Exercise material:
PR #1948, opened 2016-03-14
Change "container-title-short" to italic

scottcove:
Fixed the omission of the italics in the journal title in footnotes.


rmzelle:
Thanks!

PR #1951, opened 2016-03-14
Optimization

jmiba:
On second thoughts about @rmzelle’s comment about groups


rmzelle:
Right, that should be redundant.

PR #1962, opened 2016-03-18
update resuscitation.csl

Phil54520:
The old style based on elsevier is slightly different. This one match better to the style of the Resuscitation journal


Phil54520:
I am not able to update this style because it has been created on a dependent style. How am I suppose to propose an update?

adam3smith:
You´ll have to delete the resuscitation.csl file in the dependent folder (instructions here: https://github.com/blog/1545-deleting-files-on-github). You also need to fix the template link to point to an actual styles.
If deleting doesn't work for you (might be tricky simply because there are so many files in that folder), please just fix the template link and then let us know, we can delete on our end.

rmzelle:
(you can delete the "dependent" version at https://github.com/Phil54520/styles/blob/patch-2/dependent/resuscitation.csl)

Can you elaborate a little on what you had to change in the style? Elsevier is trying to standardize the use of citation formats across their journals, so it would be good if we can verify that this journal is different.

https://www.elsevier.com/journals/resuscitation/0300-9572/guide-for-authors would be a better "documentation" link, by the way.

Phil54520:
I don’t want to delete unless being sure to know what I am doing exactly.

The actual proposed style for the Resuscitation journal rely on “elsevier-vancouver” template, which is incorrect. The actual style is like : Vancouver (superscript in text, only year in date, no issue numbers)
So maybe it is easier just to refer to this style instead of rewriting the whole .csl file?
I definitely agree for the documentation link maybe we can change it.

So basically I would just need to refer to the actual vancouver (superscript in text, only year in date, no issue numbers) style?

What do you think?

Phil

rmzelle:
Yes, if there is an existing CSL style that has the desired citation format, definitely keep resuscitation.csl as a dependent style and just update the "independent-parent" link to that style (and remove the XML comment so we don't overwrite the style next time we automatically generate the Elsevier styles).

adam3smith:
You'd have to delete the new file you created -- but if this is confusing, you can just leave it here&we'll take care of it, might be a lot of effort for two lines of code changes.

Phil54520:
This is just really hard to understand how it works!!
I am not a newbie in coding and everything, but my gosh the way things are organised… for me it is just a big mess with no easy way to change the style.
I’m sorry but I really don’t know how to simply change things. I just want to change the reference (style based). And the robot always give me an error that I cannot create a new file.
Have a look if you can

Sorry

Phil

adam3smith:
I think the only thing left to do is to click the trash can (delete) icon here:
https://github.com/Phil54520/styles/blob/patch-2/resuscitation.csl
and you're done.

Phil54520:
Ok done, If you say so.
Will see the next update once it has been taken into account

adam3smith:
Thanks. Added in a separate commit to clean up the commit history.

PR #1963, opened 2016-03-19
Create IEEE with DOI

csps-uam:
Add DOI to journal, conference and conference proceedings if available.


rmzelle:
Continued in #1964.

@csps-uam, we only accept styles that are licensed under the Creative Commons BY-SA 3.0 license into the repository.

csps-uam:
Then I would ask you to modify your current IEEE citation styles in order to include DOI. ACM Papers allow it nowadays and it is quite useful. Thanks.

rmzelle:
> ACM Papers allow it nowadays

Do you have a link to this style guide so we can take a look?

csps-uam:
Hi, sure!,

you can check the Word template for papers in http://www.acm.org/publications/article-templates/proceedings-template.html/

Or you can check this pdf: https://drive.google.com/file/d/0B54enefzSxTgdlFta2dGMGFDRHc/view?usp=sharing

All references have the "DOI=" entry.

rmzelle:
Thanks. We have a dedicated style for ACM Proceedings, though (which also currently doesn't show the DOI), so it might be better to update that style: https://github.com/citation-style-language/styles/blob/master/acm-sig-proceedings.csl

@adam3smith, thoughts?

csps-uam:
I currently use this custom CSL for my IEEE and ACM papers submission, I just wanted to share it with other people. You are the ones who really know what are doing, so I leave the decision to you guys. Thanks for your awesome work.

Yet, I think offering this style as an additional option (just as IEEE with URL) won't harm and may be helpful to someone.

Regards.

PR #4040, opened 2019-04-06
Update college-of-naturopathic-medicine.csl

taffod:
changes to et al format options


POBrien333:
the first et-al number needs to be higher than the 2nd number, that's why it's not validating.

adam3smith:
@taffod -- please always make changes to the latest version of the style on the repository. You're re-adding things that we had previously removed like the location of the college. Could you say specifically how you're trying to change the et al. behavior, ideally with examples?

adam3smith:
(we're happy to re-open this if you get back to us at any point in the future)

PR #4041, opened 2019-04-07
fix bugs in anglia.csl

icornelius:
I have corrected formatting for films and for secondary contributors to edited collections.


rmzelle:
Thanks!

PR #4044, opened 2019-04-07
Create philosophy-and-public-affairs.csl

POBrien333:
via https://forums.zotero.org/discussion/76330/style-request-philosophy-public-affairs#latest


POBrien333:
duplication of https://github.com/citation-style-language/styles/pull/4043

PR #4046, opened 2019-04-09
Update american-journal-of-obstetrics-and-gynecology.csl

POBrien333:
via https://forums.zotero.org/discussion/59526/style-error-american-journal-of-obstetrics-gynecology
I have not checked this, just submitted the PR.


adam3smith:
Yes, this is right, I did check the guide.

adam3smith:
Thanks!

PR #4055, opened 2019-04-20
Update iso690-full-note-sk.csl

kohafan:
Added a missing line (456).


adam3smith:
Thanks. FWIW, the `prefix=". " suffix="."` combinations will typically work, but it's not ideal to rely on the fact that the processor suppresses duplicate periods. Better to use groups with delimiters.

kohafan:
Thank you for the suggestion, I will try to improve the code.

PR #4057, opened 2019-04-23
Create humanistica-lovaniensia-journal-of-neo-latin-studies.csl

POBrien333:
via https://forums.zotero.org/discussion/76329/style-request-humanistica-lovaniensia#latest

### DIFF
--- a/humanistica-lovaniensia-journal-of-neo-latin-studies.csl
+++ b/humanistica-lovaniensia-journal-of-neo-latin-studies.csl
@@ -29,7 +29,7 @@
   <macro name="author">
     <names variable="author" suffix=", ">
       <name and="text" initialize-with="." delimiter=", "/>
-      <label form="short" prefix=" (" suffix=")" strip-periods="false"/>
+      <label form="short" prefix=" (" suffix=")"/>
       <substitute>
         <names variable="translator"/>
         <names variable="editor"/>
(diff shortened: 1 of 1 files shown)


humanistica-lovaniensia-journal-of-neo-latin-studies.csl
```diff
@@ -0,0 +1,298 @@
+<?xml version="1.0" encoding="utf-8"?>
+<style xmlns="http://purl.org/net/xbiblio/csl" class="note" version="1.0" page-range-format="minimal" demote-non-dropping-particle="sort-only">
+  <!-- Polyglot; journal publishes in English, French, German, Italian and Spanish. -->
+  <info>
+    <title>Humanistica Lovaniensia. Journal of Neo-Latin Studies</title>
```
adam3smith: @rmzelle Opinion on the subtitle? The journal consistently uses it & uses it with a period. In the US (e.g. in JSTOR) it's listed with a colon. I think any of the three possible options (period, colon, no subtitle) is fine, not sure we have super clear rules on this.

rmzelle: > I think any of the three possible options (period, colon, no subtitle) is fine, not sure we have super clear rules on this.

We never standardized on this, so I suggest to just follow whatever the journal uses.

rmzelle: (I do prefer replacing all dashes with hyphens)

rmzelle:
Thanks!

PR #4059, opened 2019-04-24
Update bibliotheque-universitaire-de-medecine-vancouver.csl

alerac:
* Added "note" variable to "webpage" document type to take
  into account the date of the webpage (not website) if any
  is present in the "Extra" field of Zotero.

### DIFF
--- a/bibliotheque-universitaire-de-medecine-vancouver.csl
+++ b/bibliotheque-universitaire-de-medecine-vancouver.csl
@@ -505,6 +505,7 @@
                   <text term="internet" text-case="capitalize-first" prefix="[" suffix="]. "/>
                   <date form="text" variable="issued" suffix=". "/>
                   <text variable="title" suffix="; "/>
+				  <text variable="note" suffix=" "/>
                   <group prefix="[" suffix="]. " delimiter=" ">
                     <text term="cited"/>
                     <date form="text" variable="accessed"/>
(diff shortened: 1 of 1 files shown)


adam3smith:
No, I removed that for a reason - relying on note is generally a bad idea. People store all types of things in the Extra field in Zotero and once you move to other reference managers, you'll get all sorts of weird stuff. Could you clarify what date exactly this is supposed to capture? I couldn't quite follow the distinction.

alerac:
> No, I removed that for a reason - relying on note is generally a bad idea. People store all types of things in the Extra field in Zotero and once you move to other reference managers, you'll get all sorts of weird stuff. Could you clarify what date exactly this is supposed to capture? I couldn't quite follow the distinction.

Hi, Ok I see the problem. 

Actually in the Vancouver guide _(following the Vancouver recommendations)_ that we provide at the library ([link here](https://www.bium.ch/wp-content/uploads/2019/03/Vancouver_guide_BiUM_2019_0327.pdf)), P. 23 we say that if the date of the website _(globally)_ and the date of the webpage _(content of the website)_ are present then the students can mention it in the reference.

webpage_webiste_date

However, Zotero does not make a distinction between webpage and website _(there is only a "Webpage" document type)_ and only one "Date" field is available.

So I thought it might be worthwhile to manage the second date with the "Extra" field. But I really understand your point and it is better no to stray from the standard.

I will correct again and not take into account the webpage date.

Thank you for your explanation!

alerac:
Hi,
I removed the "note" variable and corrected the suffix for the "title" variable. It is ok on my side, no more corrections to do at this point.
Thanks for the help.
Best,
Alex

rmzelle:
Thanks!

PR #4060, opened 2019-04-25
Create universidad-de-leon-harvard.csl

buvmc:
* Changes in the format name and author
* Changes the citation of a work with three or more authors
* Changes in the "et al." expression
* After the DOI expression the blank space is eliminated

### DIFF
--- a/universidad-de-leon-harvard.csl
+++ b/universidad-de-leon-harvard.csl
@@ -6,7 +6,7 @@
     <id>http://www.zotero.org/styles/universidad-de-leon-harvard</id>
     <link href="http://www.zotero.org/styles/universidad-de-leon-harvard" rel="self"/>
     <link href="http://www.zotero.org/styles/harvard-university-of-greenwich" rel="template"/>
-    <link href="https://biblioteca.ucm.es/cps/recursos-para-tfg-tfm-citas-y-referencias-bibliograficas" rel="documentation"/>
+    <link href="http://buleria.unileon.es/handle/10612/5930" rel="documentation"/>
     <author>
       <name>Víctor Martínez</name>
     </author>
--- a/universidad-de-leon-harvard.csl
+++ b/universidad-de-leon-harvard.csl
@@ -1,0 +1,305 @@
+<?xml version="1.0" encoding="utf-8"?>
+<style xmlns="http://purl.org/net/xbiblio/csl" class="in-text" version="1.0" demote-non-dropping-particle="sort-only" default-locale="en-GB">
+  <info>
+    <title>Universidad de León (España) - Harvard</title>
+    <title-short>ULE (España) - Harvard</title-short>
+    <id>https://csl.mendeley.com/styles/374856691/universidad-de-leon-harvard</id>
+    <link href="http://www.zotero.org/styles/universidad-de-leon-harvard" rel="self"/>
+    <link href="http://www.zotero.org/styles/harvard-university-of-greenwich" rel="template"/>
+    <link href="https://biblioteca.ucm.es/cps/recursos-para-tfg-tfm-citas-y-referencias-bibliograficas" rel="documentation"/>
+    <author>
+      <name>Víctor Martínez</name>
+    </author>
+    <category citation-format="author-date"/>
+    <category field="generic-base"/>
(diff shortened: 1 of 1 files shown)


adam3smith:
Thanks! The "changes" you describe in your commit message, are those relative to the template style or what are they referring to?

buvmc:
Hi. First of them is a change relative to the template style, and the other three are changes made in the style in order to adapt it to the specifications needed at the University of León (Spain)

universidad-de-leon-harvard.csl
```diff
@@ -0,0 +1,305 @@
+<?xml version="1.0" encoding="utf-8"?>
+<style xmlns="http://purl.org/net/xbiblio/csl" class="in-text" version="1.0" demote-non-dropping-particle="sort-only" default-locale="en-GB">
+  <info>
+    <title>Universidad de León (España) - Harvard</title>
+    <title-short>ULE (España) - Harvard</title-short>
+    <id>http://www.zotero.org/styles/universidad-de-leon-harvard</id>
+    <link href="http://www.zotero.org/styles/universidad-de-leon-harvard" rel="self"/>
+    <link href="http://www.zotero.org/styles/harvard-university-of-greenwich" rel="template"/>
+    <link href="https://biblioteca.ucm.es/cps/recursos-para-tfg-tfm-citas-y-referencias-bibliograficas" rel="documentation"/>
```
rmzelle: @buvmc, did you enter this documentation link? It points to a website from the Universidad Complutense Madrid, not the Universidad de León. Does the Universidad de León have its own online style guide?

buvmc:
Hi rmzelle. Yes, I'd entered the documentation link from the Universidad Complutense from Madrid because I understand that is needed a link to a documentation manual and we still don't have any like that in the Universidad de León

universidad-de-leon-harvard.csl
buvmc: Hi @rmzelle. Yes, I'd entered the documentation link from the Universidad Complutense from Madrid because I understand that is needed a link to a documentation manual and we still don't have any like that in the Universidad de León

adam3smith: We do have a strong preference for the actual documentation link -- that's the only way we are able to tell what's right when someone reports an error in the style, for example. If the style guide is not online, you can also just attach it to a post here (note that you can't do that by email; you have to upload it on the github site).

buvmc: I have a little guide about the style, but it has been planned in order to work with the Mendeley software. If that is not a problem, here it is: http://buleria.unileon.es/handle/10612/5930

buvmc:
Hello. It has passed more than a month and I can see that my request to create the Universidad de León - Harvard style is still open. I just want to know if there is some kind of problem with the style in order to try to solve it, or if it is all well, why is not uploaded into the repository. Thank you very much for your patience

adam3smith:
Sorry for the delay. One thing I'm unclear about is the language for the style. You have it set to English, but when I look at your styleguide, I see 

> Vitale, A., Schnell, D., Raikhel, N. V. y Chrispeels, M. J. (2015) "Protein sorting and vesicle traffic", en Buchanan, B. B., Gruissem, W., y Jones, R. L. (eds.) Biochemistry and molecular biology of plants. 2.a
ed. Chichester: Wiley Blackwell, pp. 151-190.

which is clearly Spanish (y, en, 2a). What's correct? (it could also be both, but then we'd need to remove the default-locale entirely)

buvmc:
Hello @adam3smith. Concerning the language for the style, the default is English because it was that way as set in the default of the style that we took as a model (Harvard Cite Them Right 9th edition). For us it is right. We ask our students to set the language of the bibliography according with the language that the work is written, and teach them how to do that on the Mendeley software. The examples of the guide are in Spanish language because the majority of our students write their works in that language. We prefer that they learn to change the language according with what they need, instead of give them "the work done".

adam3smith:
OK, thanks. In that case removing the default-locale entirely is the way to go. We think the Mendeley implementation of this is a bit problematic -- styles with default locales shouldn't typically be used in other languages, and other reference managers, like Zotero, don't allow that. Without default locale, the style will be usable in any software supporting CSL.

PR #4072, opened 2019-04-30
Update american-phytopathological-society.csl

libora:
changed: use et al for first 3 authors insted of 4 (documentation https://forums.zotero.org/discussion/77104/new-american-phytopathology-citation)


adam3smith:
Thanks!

Task item: Using the listing above, work out how many lines include the word "gynecology", and report that number alone.

Solution to the problem: 2